The hill-forts were occupied, and Thorfinn had not yet marched to clear them out. Or perhaps, since they would be full of leaderless cottagers and their families, he did not think it worth while. So the cairns belonged to the chiefs and their followers who had gone to his son Duncan’s hosting and had survived Tarbatness to fall to the same enemy here. It had been one of his fears that a hundred of Duncan’s men might at some point jump out of a spinney, slaughter his unwanted guides, and demand to be led on some hopeless crusade. It was, in part, the reason why he had made every man lay down his arms before they got to Dunkeld. Weapons were no defence under these circumstances, nor were hordes of panicking men.
Only careful negotiation was going to get them out of this, if anything could. Provided that somewhere at the end of the journey there was a young man able to negotiate.

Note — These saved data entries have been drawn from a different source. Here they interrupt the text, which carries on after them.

PR #578, opened 2018-10-12
Update Hazelcast versions and add 3.10.x plugin

alanfx:

PR #579, opened 2018-10-24
Hazelcast 3.10, Hazelcast Enterprise 3.10, Redis Open-source and Redi…

Holmistr:
…sLabs Enterprise support

I understand that there might be quite a few code duplications. However, I'm not a Radargun expert and the plugins inheritance was really messing with me, thus I took the easy road.


plugins/hazelcast310/src/main/resources/dist-sync.xml
```diff
@@ -0,0 +1,28 @@
+<?xml version="1.0" encoding="UTF-8"?>
+
+<hazelcast xsi:schemaLocation="http://www.hazelcast.com/schema/config hazelcast-config-3.10.xsd"
+           xmlns="http://www.hazelcast.com/schema/config"
+           xmlns:xsi="http://www.w3.org/2001/XMLSchema-instance">
+
+    <group>
+        <name>dev</name>
```
alanfx: Can you add a comment that explains what this username and password are used for?

plugins/hazelcast39/pom.xml
```diff
@@ -13,7 +13,7 @@
    <name>Hazelcast 3.9.x plugin for RadarGun</name>
 
    <properties>
-      <version.hazelcast>3.9.2</version.hazelcast>
+      <version.hazelcast>3.9</version.hazelcast>
```
alanfx: Why a less specific version? In https://github.com/radargun/radargun/pull/578 I set this to `3.9.4`, and made another change to depend on `plugin-hazelcast38` instead of `plugin-hazelcast37`.

plugins/hazelcast39/src/main/resources/dist-sync.xml
```diff
@@ -10,32 +10,19 @@
...
         </join>
     </network>
 
-    <executor-service>
-        <pool-size>16</pool-size>
-        <queue-capacity>0</queue-capacity>
-    </executor-service>
-
     <map name="default">
-        <backup-count>1</backup-count>
```
alanfx: Can you say why you're removing these configuration options?

plugins/redis-enterprise/pom.xml
```diff
@@ -0,0 +1,39 @@
...
+        <groupId>org.radargun</groupId>
+        <artifactId>radargun-plugin-parent</artifactId>
+        <version>3.0.0-SNAPSHOT</version>
+        <relativePath>../pom.xml</relativePath>
+    </parent>
+
+
+    <name>Redis Enterprise plugin for RadarGun</name>
+
+    <artifactId>plugin-redis-enterprise</artifactId>
```
alanfx: I don't understand why you're adding a new plugin here, since it seems to be exactly the same as `plugin-redis`. Was it just to add the hack for clearing the `JedisPool`? @rvansa any thoughts on where this could be hooked in instead? I was think that you could stop the client service, but that might effect the benchmark too much.

plugins/hazelcast39/src/main/resources/dist-sync.xml
rvansa: My guess is since it's the default. We used to keep even the defaults to make obvious that this is 1:1 to our `numOwners="2"`. No strong feelings about the removal.

plugins/redis-enterprise/pom.xml
rvansa: Looking at the code, I'd rather do `<stop /><start />` than hijacking the `clear` method. Feel free to add `RestartStage` or use `<stop restart="true">` if you long for single stage.

extensions/cache/src/main/resources/benchmark-redis.xml
```diff
@@ -1,68 +1,73 @@
...
-         <group name="server" size="6" />
-         <group name="client" size="2" />
+      <cluster size="3">
+         <group name="client" size="3"/>
       </cluster>
    </clusters>
 
    <configurations>
       <config name="redis">
-         <setup group="server" plugin="redis32">
```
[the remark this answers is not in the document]
rvansa: Yep, the example benchmarks should be self-contained. I think that since @Holmistr was using some Enterprise version, he could not add that one to this configuration. I don't think we should call the plugin itself `Enterprise` if it's using community client to connect to `Enterprise` server, though, but I might misunderstood.

Holmistr:
Hi @alanfx @rvansa , I completely forgot about this one :) Apparently all my notifications got moved to some other folder. I will be reviving this and hopefully get it merged one day :)

alanfx:
@Holmistr yeah sure, I'll believe it when I see it! You could also take a look at 
https://github.com/radargun/radargun/pull/588 which is an attempt to consolidate the work you started. I may even buy you a beer! 🍺

Holmistr:
@alanfx Hehe, thanks for the trust :-D ...
One question - is it possible to add a stage just to a plugin? I mean if the product has some specific functionality and you would like to test it - example: Redis pipelining. 
I don't see how you could do it other that hacking some of the existing stages. But than you cannot compile it for other plugins. Am I missing something?

alanfx:
@Holmistr I think you'd have to add a `Trait` that only the Redis plugin supported that is required by a `Stage`. Isn't this the correct approach, @rvansa?

Holmistr:
Ok, great, so I went through the right way. Getting into the architecture is a bit difficult, but I'm glad that I understood it correctly :) Thanks

alanfx:
You're a smart guy, @Holmistr I knew you could figure it out!

rvansa:
Similar requirement came up a couple of times, but I have always decided to not promote something that cannot be abstracted into a trait.
ATM I am actually not sure what will happen now if you put some stage just into one plugin; RG3 uses flat classpath and loads the stages via reflection, so it could work. Ofc, you won't get all the fancy schemes as plugin modules are not scraped for stages.

alanfx:
I like using the `Trait`, because then if another plugin adds the ability, the `Stage` can be reused which is the point of the architecture

alanfx:
Replaced by https://github.com/radargun/radargun/pull/596 Closing...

On the sandy banks of the Eden, looking across to the smoke of Kinrimund, Forne said, ‘Well, you were right. He didn’t have us killed at Dunkeld, so we have been allowed to pass through and see him. I forget what you said about getting out afterwards.’
Crinan did not reply. His son-in-law said, ‘I thought you said this place was small.’
‘It’s a Pictish monastery,’ the Abbot said. ‘Or was once. The place was called Cenrigmonaid. On a headland between two good beaches. What you see is the smoke from his men’s cooking-fires. Are you hungry?’
They had made camp themselves the previous night, for fifty miles in a day was more than he now cared to travel. He had slept well. He knew that Forne was afraid and disconcerted. Forne was an able man, unlike his own late son, and it would do him no harm to be shaken up. Without waiting for his answer, Crinan led the way down to the ford and splashed over. On the far side, as they approached, a mounted escort moved up, awaiting them.